• What you need to do: Beginning with the very first line, please reproduce the entries exactly through the line containing "numpy.array([[1.0, 2.0], [3.0, 4.0]])".

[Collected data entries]
- - -

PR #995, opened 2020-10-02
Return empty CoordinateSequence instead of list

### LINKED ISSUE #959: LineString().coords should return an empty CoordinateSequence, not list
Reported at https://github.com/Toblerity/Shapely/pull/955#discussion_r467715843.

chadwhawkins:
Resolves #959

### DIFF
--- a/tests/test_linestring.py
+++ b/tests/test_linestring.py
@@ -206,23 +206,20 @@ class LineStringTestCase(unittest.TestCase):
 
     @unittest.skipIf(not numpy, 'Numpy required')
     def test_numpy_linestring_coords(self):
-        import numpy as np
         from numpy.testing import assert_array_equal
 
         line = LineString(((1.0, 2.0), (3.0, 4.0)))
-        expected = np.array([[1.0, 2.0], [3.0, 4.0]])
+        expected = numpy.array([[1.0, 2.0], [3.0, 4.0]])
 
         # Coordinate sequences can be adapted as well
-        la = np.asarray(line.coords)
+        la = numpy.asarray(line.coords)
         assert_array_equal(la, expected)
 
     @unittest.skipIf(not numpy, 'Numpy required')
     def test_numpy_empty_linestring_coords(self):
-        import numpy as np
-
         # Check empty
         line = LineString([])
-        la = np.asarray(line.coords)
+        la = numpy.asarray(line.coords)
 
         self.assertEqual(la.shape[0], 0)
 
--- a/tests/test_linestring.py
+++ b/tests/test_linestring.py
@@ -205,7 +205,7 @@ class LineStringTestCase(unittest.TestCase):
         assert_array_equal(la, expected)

- - -

• Answer box:
PR #995, opened 2020-10-02
Return empty CoordinateSequence instead of list

### LINKED ISSUE #959: LineString().coords should return an empty CoordinateSequence, not list
Reported at https://github.com/Toblerity/Shapely/pull/955#discussion_r467715843.

chadwhawkins:
Resolves #959

### DIFF
--- a/tests/test_linestring.py
+++ b/tests/test_linestring.py
@@ -206,23 +206,20 @@ class LineStringTestCase(unittest.TestCase):
 
     @unittest.skipIf(not numpy, 'Numpy required')
     def test_numpy_linestring_coords(self):
-        import numpy as np
         from numpy.testing import assert_array_equal
 
         line = LineString(((1.0, 2.0), (3.0, 4.0)))
-        expected = np.array([[1.0, 2.0], [3.0, 4.0]])
+        expected = numpy.array([[1.0, 2.0], [3.0, 4.0]])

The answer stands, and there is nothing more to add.